Golf has been played in Johannesburg since the 1890s, when the city amounted to little more than a dust-blown mining settlement set in the thin air of the high veldt. The current incarnation of Royal Johannesburg’s East Course has been around for scarcely half that time, but it has become a South African institution. Famed for its ferocious length (7,500 yards – the 10th and 11th holes are reputed to be the longest back-to-back par-4s in the world) and architectural subtlety, it’s a nearly obligatory stop on the Sunshine Tour.

It may lack the adrenalin-charged promise of shock and awe possessed by some of its newer, shinier rivals, but Royal Jo’burg’s appeal is no less significant. To wander these fairways is to embark on a historical pilgrimage of sorts. All of South Africa’s golfing icons, from Player and Locke to Goosen and Els, have competed here. It’s a relic of simpler, more romantic times. At $30 a round, how can you say no?

Timout: Eat… a Braai

The United States, Argentina, Australia: several countries like to think they have the market in barbecuing cornered. South Africa, where the braai occupies a cultural space somewhere between a meal and religious sacrament, puts most others to shame. Best stay at home, vegetarians.

Durban Country Club

Website:http://www.dcclub.co.za/index.php

Situated on South Africa’s soft and humid north-east coast, Royal Durban presents a challenge slightly at odds with the layouts of the highlands and windswept Cape. At a little under 6,200 metres (about 6,800 yards), it’s a pocket-sized marvel of odd angles and unconventional shot-making.

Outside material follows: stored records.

PR #423, opened 2025-02-10
Improve exception handling and information content, and unify exception styles / NIM handling.

drobison00:
## Checklist


src/nv_ingest/modules/transforms/embed_extractions.py
```diff
@@ -40,7 +33,7 @@
 EmbedExtractionsLoaderFactory = ModuleLoaderFactory(MODULE_NAME, MODULE_NAMESPACE, EmbedExtractionsSchema)
 
 
-async def _make_async_request(
+def _make_async_request(
```
jdye64, line 36: I'm sure there is a good reason but why are the OpenAI async calls being changed? Is it to get more details on the exception encountered or something else?

jdye64 (approved):
A fan of improved exception handling

src/nv_ingest/modules/transforms/embed_extractions.py
drobison00: Its to bring it in line with what we do everywhere else. The codebase itself isn't fully Async compatible, so the process of using Async functions with a local process loop isn't really much different from using a thread pool, but its also a pattern we don't use anywhere else in the code base.

Its meant to be a consistency change rather than a functional one.

PR #433, opened 2025-02-11
add config to pull env vars into params

jperez999:
## Description
This PR adds a ClientConfigSchema that pulls parameters from env vars. These can then be used where ever they may be required. Currently they are only used in the nv-ingest-retrieval call. 

## Checklist


drobison00 (approved):

client/src/nv_ingest_client/util/util.py
```diff
@@ -31,6 +31,16 @@
 logger = logging.getLogger(__name__)
 
 
+class ClientConfigSchema:
```
drobison00, line 34: Could you add unit tests for this schema.

drobison00 (changes requested):

client/src/nv_ingest_client/util/util.py
jperez999: added unit test

PR #440, opened 2025-02-13
Add configuration options for changing embedding model name and NIM endpoint url at runtime

ChrisJar:
## Description

This PR adds model name, and NIM endpoint url configuration options to the embed task so that users can configure different embedding NIMs/models at runtime. If these configuration options aren't set it falls back to the current behavior of pulling the model name from an env variable when starting the container.

## Checklist


drobison00:
Looks good; sorry, the recent unification updates introduced some differences that break some of these issues. Happy to sync on it and help merge.

ChrisJar:
Implemented with #510

PR #449, opened 2025-02-14
Add retrieval profile to docker compose up command

nkmcalli:
Add retrieval profile to docker compose up command


sosahi (approved):

nkmcalli:
From slack: "That check is expected to fail currently and it should be fine to merge doc-only changes."

PR #483, opened 2025-02-21
Introduce infographic

edknv:
## Description

- `infographic` is added as a subtype of the `structured` type.
- Similarly to charts and tables, there is a stage that filters images tagged with the infographics subtype and calls PaddleOCR to extract text from the images.
- The page-elements version is detected from the metadata, and different hyperparameters are used depending on the version.
- To use infographics in the eval script, add the v2 image name and tag in `.env`, and add
```python
create_nvingest_collection("infographics", f"http://{milvus_hostname}:19530", sparse=sparse, gpu_search=True)

infographic_results = [[element for element in results if element['metadata']['content_metadata']['subtype'] == 'infographic'] for results in results]

write_to_nvingest_collection(infographic_results, "infographics", sparse=sparse, milvus_uri=f"http://{milvus_hostname}:19530", minio_endpoint="minio:9000")
...
```

## Checklist


client/src/nv_ingest_client/client/interface.py
```diff
@@ -392,10 +392,15 @@ def extract(self, **kwargs: Any) -> "Ingestor":
         """
         extract_tables = kwargs.pop("extract_tables", True)
         extract_charts = kwargs.pop("extract_charts", True)
+        extract_infographics = kwargs.pop("extract_infographics", True)
```
edknv: Open question: `extract_infographics` is set to True by default, but a recent test shows that there may be a performance hit with infographics (~3 pages/sec drop from ~12 pages/sec to ~9 pages/sec). One option is we could make the default `extract_infographics=False` to avoid the throughput drop in the default path, and let the user explicitly enable the inforgraphics mode if they want it.

src/nv_ingest/extraction_workflows/pdf/pdfium_helper.py
```diff
@@ -148,45 +155,59 @@ def extract_table_and_chart_images(
...
 
-            table_data = CroppedImageWithContent(
+            bbox_in_orig_coord = (
+                int(w1) - pad_width,
+                int(h1) - pad_height,
+                int(w2) - pad_width,
+                int(h2) - pad_height,
+            )
+            max_width = orig_width - 2 * pad_width
+            max_height = orig_height - 2 * pad_height
```
edknv, line 203: This fixes a bug in bounding boxes in metadata. The cropped images are correct in `cropped = crop_image(original_image, (int(w1), int(h1), int(w2), int(h2)))` but `CroppedImageWithContent(bbox=...)` was incorrect. Some users might want to use this bbox coordinates to extract the images directly from the pdf instead of using the base64 image in `table_content`. The coordinates can be used in something like:
```python
        w_orig = page.rect.width
        h_orig = page.rect.height
        loc = md["metadata"]["table_metadata"]["table_location"]        
        w_max, h_max = md["metadata"]["table_metadata"]["table_location_max_dimensions"]
        bbox = [loc[0] / w_max * w_orig, loc[1] / h_max * h_orig, loc[2] / w_max * w_orig, loc[3] / h_max * h_orig]
        pix = page.get_pixmap(clip=bbox)
```

src/nv_ingest/extraction_workflows/pdf/pdfium_helper.py
```diff
@@ -389,16 +412,19 @@ def pdfium_extractor(
...
 
             # If we want tables or charts, rasterize the page and store it
-            if extract_tables or extract_charts:
-                image, _ = pdfium_pages_to_numpy(
-                    [page], scale_tuple=(YOLOX_MAX_WIDTH, YOLOX_MAX_HEIGHT), trace_info=trace_info
+            if extract_tables or extract_charts or extract_infographics:
+                image, padding_offsets = pdfium_pages_to_numpy(
+                    [page],
+                    scale_tuple=(YOLOX_PAGE_IMAGE_PREPROC_WIDTH, YOLOX_PAGE_IMAGE_PREPROC_HEIGHT),
+                    padding_tuple=(YOLOX_PAGE_IMAGE_PREPROC_WIDTH, YOLOX_PAGE_IMAGE_PREPROC_HEIGHT),
```
edknv, line 430: Padding is necessary here to align with the above comment regarding the bounding boxes in metadata: https://github.com/NVIDIA/nv-ingest/pull/483/files#r1970386230

client/src/nv_ingest_client/client/interface.py
drobison00: @randerzander This seems like it should be opt-in functionality with the given perf hit. Thoughts?

src/nv_ingest/extraction_workflows/pdf/pdfium_helper.py
```diff
@@ -449,3 +475,24 @@ def pdfium_extractor(
         extracted_data.append(doc_text_meta)
 
     return extracted_data
+
+
+def _get_yolox_model_name(config, default_model_name="nv-yolox-page-elements-v1"):
```
drobison00: I don't think this should live in pdfium_helper. Maybe yolox.py, or something where its available to anyone else using it.

src/nv_ingest/stages/nim/infographic_extraction.py
```diff
@@ -0,0 +1,254 @@
...
+
+logger = logging.getLogger(__name__)
+
+PADDLE_MIN_WIDTH = 32
+PADDLE_MIN_HEIGHT = 32
+
+
+def _update_metadata(
+    base64_images: List[str],
+    paddle_client: NimClient,
```
drobison00, line 32: Is this supposed to be paddle_client?

src/nv_ingest/stages/nim/infographic_extraction.py
```diff
@@ -0,0 +1,254 @@
...
+            valid_indices.append(i)
+        else:
+            # Image is too small; mark as skipped.
+            results[i] = (img, None, None)
+
+    # Prepare data payloads for both clients.
+    data_paddle = {"base64_images": valid_images}
+
+    _ = worker_pool_size
+    with ThreadPoolExecutor(max_workers=2) as executor:
```
drobison00: Same question about paddle.

Also, we don't need a ThreadPoolExecutor here. The only reason we use it in places like the chart extractor is so we can run two models in parallel.

src/nv_ingest/stages/nim/infographic_extraction.py
edknv: Yes, we only need Paddle to extract test from the images. No need for another yolox model unlike table or chart extraction.

src/nv_ingest/stages/nim/infographic_extraction.py
edknv: Removed in [8bc3c7d](https://github.com/NVIDIA/nv-ingest/pull/483/commits/8bc3c7d5263d659a580db16073357115b22db0b1)

src/nv_ingest/extraction_workflows/pdf/pdfium_helper.py
edknv: Moved to yolox.py.

client/src/nv_ingest_client/client/interface.py
edknv: I went ahead and made it an opt-in in [6413b8d](https://github.com/NVIDIA/nv-ingest/pull/483/commits/6413b8d4663a650f32534b3b81e9099a544e6cdf). `extract_infographics` is False by default and users will have to explicitly turn it on for now.

PR #486, opened 2025-02-24
Adding --profile vlm for self hosted VLM NIM

randerzander:
## Checklist

### DIFF
--- a/docker-compose.yaml
+++ b/docker-compose.yaml
@@ -149,6 +149,31 @@ services:
     profiles:
       - nemoretriever-parse
 
+  vlm:
+    image: ${VLM_IMAGE:-nvcr.io/nim/meta/llama-3.2-11b-vision-instruct}:${VLM_TAG:-latest}
+    ports:
+      - "8018:8000"
+    user: root
+    environment:
+      - NIM_HTTP_API_PORT=8000
+      - NIM_TRITON_LOG_VERBOSE=1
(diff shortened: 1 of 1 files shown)


randerzander:
@jdye64 helm charts will need this added as an option

@drobison00 - do internal default endpoints for build hosted NIMs need an udpate given I pointed the nv-ingest container's env var to a local NIM?

docker-compose.yaml
```diff
@@ -149,6 +149,31 @@ services:
...
+    user: root
+    environment:
+      - NIM_HTTP_API_PORT=8000
+      - NIM_TRITON_LOG_VERBOSE=1
+      - NGC_API_KEY=${NIM_NGC_API_KEY:-${NGC_API_KEY:-ngcapikey}}
+      - CUDA_VISIBLE_DEVICES=0
+      # VLM will use all available VRAM on device
+      # For more info
+      # https://docs.nvidia.com/nim/vision-language-models/latest/configuration.html
+      #- NIM_KVCACHE_PERCENT=.25
```
jdye64, line 165: Shouldn't this be uncommented for default setup?

randerzander: I've put this on a second GPU, which should have more VRAM available, since the first is full of the rest of the NIMs.

I leave that comment there as a reference for how to control VRAM usage if desired.

It'll be similar for Nemoretriever-Parse and RIVA

We'll have to explain this approach in detail in the doc pages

Immensely affordable, Royal Durban offers another one of those opportunities to commune with the giants of golfing past and present. As the spiritual home of the South African Open, it has held 17 national championships to date.

Timeout: Learn some… Afrikaans

South Africa is something of a cultural melting pot, home to innumerable dialects and languages. The one with the largest catchment area, however, and the strongest grip on official life, remains Afrikaans, an offshoot of the Dutch spoken by the region’s early settlers and the gutteral car crash of consonants you hear Ernie and Louis using to converse with caddies. It sounds really cool, particularly when Charlize Theron speaks it.

Arabella Hotel & Spa

ArabellaResortSpa

Website: http://www.africanpridehotels.com/arabella-hotel-spa.html

Only opened in 1999, Arabella has fast established itself as one of South Africa’s most exciting layouts. Occupying a spectacular plot of on the edge of Bot River lagoon, the course weaves its way along a stretch of low-lying peninsular land surrounding the resort’s large (and slightly inelegant) residential development.

Arabella may lack the historical cache of Durban or Johannesburg, or even the forceful beauty of a Fancourt or Leopard Creek, but it strikes an appealing compromise between rugged isolation and the accessibility of modern resort living. For the weary traveler beginning to long for the predictability and security of a more familiar experience, its blend of impeccable service and modern amenities is tough to beat.